[RECORDED DATA]

PR #219, opened 2023-01-03
Add common allow-list for epochErrors

Aleksao998:
# Description

If no pairings available error happens, that would mean that the pairings will not be available at least till the next epoch.
When we send the first request (when we don't have available pairings) we would get 5 error logs:

1. context deadline exceeded
2. context deadline exceeded
3. No pairings available.
4. No pairings available.
5. No pairings available.

Context deadline exceeded error will appear only a certain number of times (i think 10 per epoch) after which the portal would stop sending req to the provider (would blocklist it) and then we would only see no pairings available errors

Ideally, we would log these errors only once, and for every other call in the epoch we would still return N**o pairings available error** to the user but we don't want to print these errors every time. The reason for this is that the portal can get overwhelmed with error logs.

# Changes include

- [x] Bugfix (non-breaking change that solves an issue)
- [ ] Hotfix (change that solves an urgent issue, and requires immediate attention)
- [ ] New feature (non-breaking change that adds functionality)
- [ ] Breaking change (change that is not backwards-compatible and/or changes current functionality)

### Manual tests

1. Start a chain
2. init_chain_command
3. stop providers for specific chain (for example ETH)
4. Send relays to the ETH portal multiple times, zou see no pairing available **only first time**
`curl -X POST -H "Content-Type: application/json"  127.0.0.1:3333/1 --data '{"jsonrpc":"2.0","method":"eth_blockNumber","params":[],"id":1}'`

Bonus:
1. Start a chain
2. Start portal without providers
3. Rename file to .sh and run the script it will spam requests and you should only see for the first request no pairing available and for others in the epoch only context deadline
[spam.txt](https://github.com/lavanet/lava/files/10337366/spam.txt)


ranlavanet (changes requested):
Lets investigate the possibility of context attributes or a utils singleton.

Aleksao998:
Closing this PR, we decided to go with completely different solution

[/RECORDED DATA]

Retype only the lines above between the line with "- [x] Bugfix" and the line with "2. init_chain_command", counting those two lines as well, and keep every character as it is.

- [x] Bugfix (non-breaking change that solves an issue)
- [ ] Hotfix (change that solves an urgent issue, and requires immediate attention)
- [ ] New feature (non-breaking change that adds functionality)
- [ ] Breaking change (change that is not backwards-compatible and/or changes current functionality)

### Manual tests

1. Start a chain
2. init_chain_command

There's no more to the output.